◆ **What you should do**
The answer must be a single number: how many lines of the entries below include "alignAttrs".

(Saved data entries)

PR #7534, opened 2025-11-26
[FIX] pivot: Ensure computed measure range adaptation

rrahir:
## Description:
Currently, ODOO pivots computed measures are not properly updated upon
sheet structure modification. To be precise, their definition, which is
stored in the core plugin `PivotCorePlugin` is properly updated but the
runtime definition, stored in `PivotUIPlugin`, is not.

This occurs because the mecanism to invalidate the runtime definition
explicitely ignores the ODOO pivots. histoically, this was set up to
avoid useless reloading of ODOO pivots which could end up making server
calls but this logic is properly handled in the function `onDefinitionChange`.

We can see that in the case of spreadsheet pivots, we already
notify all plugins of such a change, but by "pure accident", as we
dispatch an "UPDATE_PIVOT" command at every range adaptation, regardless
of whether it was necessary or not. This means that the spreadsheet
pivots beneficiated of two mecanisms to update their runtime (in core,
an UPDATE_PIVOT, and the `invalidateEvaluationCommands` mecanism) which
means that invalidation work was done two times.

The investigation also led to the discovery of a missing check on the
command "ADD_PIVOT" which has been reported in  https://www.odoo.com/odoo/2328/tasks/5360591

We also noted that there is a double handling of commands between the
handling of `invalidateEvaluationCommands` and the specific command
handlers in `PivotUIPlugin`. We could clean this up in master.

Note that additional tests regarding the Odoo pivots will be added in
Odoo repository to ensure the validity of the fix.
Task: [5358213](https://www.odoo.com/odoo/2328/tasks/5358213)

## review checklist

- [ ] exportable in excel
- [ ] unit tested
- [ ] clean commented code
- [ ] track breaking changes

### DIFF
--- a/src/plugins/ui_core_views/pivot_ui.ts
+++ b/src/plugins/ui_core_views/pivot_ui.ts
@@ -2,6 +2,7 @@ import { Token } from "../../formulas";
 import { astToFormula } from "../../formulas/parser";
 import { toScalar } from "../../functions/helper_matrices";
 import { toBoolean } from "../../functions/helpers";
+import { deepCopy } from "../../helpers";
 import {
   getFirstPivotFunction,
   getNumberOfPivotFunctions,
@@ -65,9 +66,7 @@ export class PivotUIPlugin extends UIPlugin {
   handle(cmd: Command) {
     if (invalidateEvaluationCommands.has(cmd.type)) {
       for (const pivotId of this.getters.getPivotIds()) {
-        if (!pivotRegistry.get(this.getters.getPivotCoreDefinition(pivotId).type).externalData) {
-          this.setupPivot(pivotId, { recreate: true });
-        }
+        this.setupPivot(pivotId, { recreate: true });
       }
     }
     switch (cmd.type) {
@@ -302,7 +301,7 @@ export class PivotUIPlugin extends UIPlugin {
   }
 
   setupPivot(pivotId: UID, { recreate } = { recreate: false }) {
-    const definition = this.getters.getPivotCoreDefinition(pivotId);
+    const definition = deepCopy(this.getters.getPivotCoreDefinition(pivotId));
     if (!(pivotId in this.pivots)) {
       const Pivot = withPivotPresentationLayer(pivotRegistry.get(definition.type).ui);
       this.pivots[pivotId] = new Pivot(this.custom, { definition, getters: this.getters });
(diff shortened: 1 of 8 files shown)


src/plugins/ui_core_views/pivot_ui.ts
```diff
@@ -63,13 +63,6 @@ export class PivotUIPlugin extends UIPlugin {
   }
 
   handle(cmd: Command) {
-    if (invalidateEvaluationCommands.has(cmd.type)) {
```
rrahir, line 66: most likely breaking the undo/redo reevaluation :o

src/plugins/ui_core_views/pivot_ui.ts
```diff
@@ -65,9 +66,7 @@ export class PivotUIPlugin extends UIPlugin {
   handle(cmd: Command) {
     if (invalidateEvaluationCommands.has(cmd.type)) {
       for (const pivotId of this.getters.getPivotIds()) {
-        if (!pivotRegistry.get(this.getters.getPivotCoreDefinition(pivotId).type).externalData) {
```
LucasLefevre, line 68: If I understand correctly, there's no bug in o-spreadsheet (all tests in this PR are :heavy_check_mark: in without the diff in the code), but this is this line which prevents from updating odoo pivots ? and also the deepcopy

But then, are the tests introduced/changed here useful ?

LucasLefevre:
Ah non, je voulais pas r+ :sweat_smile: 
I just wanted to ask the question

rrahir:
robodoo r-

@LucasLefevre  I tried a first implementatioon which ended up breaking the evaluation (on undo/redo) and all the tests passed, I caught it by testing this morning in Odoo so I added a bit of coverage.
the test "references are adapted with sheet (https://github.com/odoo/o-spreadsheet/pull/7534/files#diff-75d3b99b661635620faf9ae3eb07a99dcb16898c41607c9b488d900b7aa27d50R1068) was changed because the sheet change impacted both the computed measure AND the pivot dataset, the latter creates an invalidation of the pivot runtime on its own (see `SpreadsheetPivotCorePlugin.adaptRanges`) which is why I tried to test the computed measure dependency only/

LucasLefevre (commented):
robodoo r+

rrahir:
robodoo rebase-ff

==

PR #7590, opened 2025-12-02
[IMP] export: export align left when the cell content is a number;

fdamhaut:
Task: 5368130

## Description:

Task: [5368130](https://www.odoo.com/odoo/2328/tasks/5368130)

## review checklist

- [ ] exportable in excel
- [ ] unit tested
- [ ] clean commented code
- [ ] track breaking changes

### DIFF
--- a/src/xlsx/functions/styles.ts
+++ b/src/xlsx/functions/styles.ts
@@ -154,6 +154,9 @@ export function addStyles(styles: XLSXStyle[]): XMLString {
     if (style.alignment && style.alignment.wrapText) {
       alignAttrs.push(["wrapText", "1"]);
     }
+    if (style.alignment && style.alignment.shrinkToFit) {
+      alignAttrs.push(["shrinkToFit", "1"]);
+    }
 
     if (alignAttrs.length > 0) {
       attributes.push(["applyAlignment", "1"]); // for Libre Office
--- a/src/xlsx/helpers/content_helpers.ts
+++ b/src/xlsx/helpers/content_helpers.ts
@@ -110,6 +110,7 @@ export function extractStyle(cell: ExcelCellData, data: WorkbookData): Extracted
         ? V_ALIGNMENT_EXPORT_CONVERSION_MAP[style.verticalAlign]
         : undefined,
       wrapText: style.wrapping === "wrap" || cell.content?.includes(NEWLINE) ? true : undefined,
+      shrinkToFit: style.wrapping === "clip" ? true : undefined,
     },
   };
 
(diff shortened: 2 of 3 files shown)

◆ **Solution to the problem**
3